What you need to do.
Look through the listing below, find every line with the string "candidate", and copy it.

+===+

PR #447, opened 2026-09-20
Document that allocation operators on an interface are ignored

### LINKED ISSUE #403: Allocation operators on an interface are silently dropped
`operator new`, `operator delete` and their array forms are implicitly static, so `protocol_interface_function_infos` drops them at `if (is_static_member(member)) continue;` with no diagnostic:

```cpp
struct I { int f() const; void* operator new(std::size_t); void operator delete(void*) noexcept; };
// conforms against any C with int f() const; the allocation functions vanish
```

Meanwhile #388 adds `NamesAllocationOperatorsWithNoQualifiersAsTheyAreStatic` to name_mangling_tests.cc and `nw`/`dl`/`na`/`da` cases to `base_name_of`, none of which is reachable through the library. `operator co_await`, by contrast, gets a clear "is not supported in a protocol interface" throw.

CONTRIBUTING.md's "Static member functions declared on the interface itself are ignored" arguably covers this. If it is intended, the docs should name the allocation operators explicitly and the mangling cases can go; if not, they should be rejected like `co_await`.

philipcraig:
Fixes #403.

`operator new`, `operator delete` and their array forms are implicitly static, so `protocol_interface_function_infos` skips them with every other static member of an interface. This takes the issue's first option and keeps that behaviour, now documented and tested, rather than rejecting them as `operator co_await` is.

The reason is parity with `std::polymorphic`. It allocates with `allocator_traits::allocate` and constructs with `allocator_traits::construct`, so a class-specific allocation function on the stored type is never called, and the allocator is the only way to control allocation. `protocol` already does the same for the object it owns. An interface is never instantiated, so its allocation functions have nothing to allocate, and forwarding them would change `new protocol<I>` rather than the owned object. Rejecting them would add a restriction `polymorphic` does not have and treat them differently from any other ignored static member.

- CONTRIBUTING.md names the allocation operators under the ignored static members and adds a note that allocation goes only through the allocator.
- `conformance.hh` says the same on `protocol_interface_function_infos`.
- `InterfaceAllocationOperatorsAreIgnored` pins the interface half.
- `ClassSpecificAllocationFunctionsAreNotUsed` pins the conforming-type half: `protocol` owns and copies a type whose `operator new` and `operator delete` are deleted.

The issue suggests the `nw`/`dl`/`na`/`da` mangling arms could go. They stay: the build uses `-Wall -Werror`, so the `base_name_of` switch has to name every `std::meta::operators` enumerator, and removing the arms would mean replacing them with a throwing arm. `mangle` already names other forms the library rejects (`operator co_await`, ref-qualifiers). A comment on the arms now says why they are there.


conformance.hh
```diff
@@ -240,6 +240,10 @@ consteval void reject_member_function_templates(std::meta::info type) {
 // templates, defaulted comparison operators, comparisons with `Type` and the
 // operators `is_unsupported_operator` names are unsupported on protocol
 // interfaces.
+// Static member functions are ignored. That includes `operator new`,
```
jbcoe: I think that we do consider static member functions of a candidate when conforming to an interface. 

The `operator new` / `operator delete` restrictions stand.

jbcoe (approved):
Thanks for this. 

One comment needs revision but otherwise LGTM.

conformance.hh
philipcraig: Agreed, the comment was too broad: it is only the interface's static member functions that are ignored, and a candidate's static member function can conform (`member_function_conforms_to`). Reworded in 1e90838 to say which side it means. No change to the `operator new` / `operator delete` handling.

+===+

Written answer.
jbcoe: I think that we do consider static member functions of a candidate when conforming to an interface. 
philipcraig: Agreed, the comment was too broad: it is only the interface's static member functions that are ignored, and a candidate's static member function can conform (`member_function_conforms_to`). Reworded in 1e90838 to say which side it means. No change to the `operator new` / `operator delete` handling.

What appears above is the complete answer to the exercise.